- _What to do_
Using the data below, gather each line that includes the word "opened".

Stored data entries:
········
PR #2360, opened 2021-08-16
Default http error code in authenticate controller is 401

sashaCher:
### What does this PR do?

Aligns error handling in authenticate controller. It returns http error code 401 by default.

While serving authentication request conjur approaches OIDC provider in order to fetch keys.
During key fetching procedure exceptions could occur.
Before the change some exceptions were translated into [Bad Gateway](https://developer.mozilla.org/en-US/docs/Web/HTTP/Status/502) and [Gateway Timeout](https://developer.mozilla.org/en-US/docs/Web/HTTP/Status/504) http error codes.

Strictly speaking conjur does not act as a [gateway](https://en.wikipedia.org/wiki/Gateway_(telecommunications)) during OIDC like authentication flows, it does not routes/transfers an authenticated request to the OIDC provider rather just fetches from the provider keys.

During authentication a REST caller is unauthenticated, means anonymous, until authentication flow succeeded. It's a bad practice to signalize anonymous user about internal server state. `authn-jwt` especially emphasizes the point when `provider-uri` and `jwks-uri` will return different http codes in case of similar situation (timeout for example).

In any case:
image
means in both unauthenticated and gateway error codes REST caller will demand to approach an another person with appropriate permissions in order to understand what's the issue.

[ONYX- 9758](https://ca-il-jira.il.cyber-ark.com:8443/browse/ONYX-9758)

#### Change log

#### Test coverage

#### Documentation

#### API Changes
- [X] The [OpenAPI spec](https://github.com/cyberark/conjur-openapi-spec) has been updated to meet new API changes (or an issue has been opened), or

### DIFF
--- a/CHANGELOG.md
+++ b/CHANGELOG.md
@@ -9,6 +9,11 @@ and this project adheres to [Semantic Versioning](http://semver.org/spec/v2.0.0.
 ### Fixed
 - Fix bug of cache not working in authn jwt. [cyberark/conjur#2353](https://github.com/cyberark/conjur/pull/2353)
 
+### Changed
+- OIDC based authenticators no longer return Bad Gateway and Gateway Timeout http error codes.
+  Unauthorised is returned instead.
+  [cyberark/conjur#2360](https://github.com/cyberark/conjur/pull/2360)
+
 ## [1.13.0] - 2021-07-29
 
 ### Added
--- a/app/controllers/authenticate_controller.rb
+++ b/app/controllers/authenticate_controller.rb
@@ -202,17 +202,6 @@ class AuthenticateController < ApplicationController
     log_backtrace(err)
 
     case err
-    when Errors::Authentication::Security::AuthenticatorNotWhitelisted,
-      Errors::Authentication::Security::WebserviceNotFound,
-      Errors::Authentication::Security::RoleNotFound,
-      Errors::Authentication::Security::AccountNotDefined,
-      Errors::Authentication::AuthnOidc::IdTokenClaimNotFoundOrEmpty,
-      Errors::Authentication::Jwt::TokenVerificationFailed,
-      Errors::Authentication::Jwt::TokenDecodeFailed,
-      Errors::Conjur::RequiredSecretMissing,
-      Errors::Conjur::RequiredResourceMissing
-      raise Unauthorized
-
     when Errors::Authentication::Security::RoleNotAuthorizedOnResource
       raise Forbidden
 
@@ -222,15 +211,8 @@ class AuthenticateController < ApplicationController
     when Errors::Authentication::Jwt::TokenExpired
       raise Unauthorized.new(err.message, true)
 
-    when Errors::Authentication::OAuth::ProviderDiscoveryTimeout
-      raise GatewayTimeout
-
     when Errors::Util::ConcurrencyLimitReachedBeforeCacheInitialization
       raise ServiceUnavailable
-
-    when Errors::Authentication::OAuth::ProviderDiscoveryFailed,
-      Errors::Authentication::OAuth::FetchProviderKeysFailed
-      raise BadGateway
 
     when Errors::Authentication::AuthnK8s::CSRMissingCNEntry,
       Errors::Authentication::AuthnK8s::CertMissingCNEntry
--- a/cucumber/authenticators_azure/features/authn_azure_bad_configuration.feature
+++ b/cucumber/authenticators_azure/features/authn_azure_bad_configuration.feature
@@ -124,7 +124,7 @@ Feature: Azure Authenticator - Bad authenticator configuration leads to an error
     Errors::Authentication::Security::RoleNotAuthorizedOnResource
     """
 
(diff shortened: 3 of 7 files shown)


app/controllers/authenticate_controller.rb
```diff
@@ -222,16 +211,9 @@ def handle_authentication_error(err)
     when Errors::Authentication::Jwt::TokenExpired
       raise Unauthorized.new(err.message, true)
 
-    when Errors::Authentication::OAuth::ProviderDiscoveryTimeout
-      raise GatewayTimeout
```
orenbm, line 226: @sashaCher can you please elaborate on this change? why are we not returning a gateway timeout error in this case?
image

this seems a much better error than the generic 401

app/controllers/authenticate_controller.rb
```diff
@@ -222,16 +211,9 @@ def handle_authentication_error(err)
...
-
     when Errors::Util::ConcurrencyLimitReachedBeforeCacheInitialization
       raise ServiceUnavailable
 
-    when Errors::Authentication::OAuth::ProviderDiscoveryFailed,
-      Errors::Authentication::OAuth::FetchProviderKeysFailed
-      raise BadGateway
```
orenbm, line 233: @sashaCher can you please elaborate on this change? why are we not returning a gateway timeout error in this case?
image

this seems a much better error than the generic 401

orenbm:
@sashaCher the changes in this PR must have a Changelog entry as they are customer-facing.

orenbm (changes requested):
left some comments

tzheleznyak (dismissed):
LGTM

app/controllers/authenticate_controller.rb
sashaCher: Updated PR description

app/controllers/authenticate_controller.rb
sashaCher: Updated PR description

sashaCher:
@orenbm I've updated the pr description and changelog

app/controllers/authenticate_controller.rb
jonahx: @sashaCher Can you add the same context to the body of the git commit message?  That, imo, is the right place to capture it so it will live forever and be easily accessible to devs.  What I typically do is write my explanation in a commit message, then just copy that into the main PR description.

CHANGELOG.md
```diff
@@ -8,6 +8,9 @@ and this project adheres to [Semantic Versioning](http://semver.org/spec/v2.0.0.
 
 ### Fixed
 - Fix bug of cache not working in authn jwt. [ONYX-11330](https://ca-il-jira.il.cyber-ark.com:8443/browse/ONYX-11330)
+### Changed
+- OIDC based authenticators not longer return Bad Gateway and Gateway Timeout http error codes.
+Unauthorised is returned instead. [cyberark/conjur#2360](https://github.com/cyberark/conjur/pull/2360)
```
orenbm, line 13:
```suggestion
- OIDC based authenticators not longer return Bad Gateway and Gateway Timeout http error codes.
   Unauthorised is returned instead. 
   [cyberark/conjur#2360](https://github.com/cyberark/conjur/pull/2360)
```

CHANGELOG.md
```diff
@@ -8,6 +8,9 @@ and this project adheres to [Semantic Versioning](http://semver.org/spec/v2.0.0.
 
 ### Fixed
 - Fix bug of cache not working in authn jwt. [ONYX-11330](https://ca-il-jira.il.cyber-ark.com:8443/browse/ONYX-11330)
+### Changed
```
orenbm, line 11:
```suggestion

### Changed
```

CHANGELOG.md
sashaCher: Done

CHANGELOG.md
```diff
@@ -8,6 +8,9 @@ and this project adheres to [Semantic Versioning](http://semver.org/spec/v2.0.0.
...
+- OIDC based authenticators not longer return Bad Gateway and Gateway Timeout http error codes.
```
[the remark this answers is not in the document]
sashaCher: Conjur does not have full `oAuth` implementation and we don't use this term anywhere in our docs...

CHANGELOG.md
sashaCher: Done

orenbm (changes requested):
Thanks @sashaCher , i'll approve once you fix the commit message to include the description

sashaCher:
@orenbm @jonahx I'll try do my best but commit message length is limited to 72 symbols.
image

orenbm:
> @orenbm @jonahx I'll try do my best but commit message length is limited to 72 symbols.
> image

the subject should still be the same. just add an empty line before the commit description and you'll be good

sashaCher:
@orenbm @jonahx I've updated the commit message

orenbm (dismissed):

orenbm (approved):

tzheleznyak (approved):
········
- _Solution_
PR #2360, opened 2021-08-16
- [X] The [OpenAPI spec](https://github.com/cyberark/conjur-openapi-spec) has been updated to meet new API changes (or an issue has been opened), or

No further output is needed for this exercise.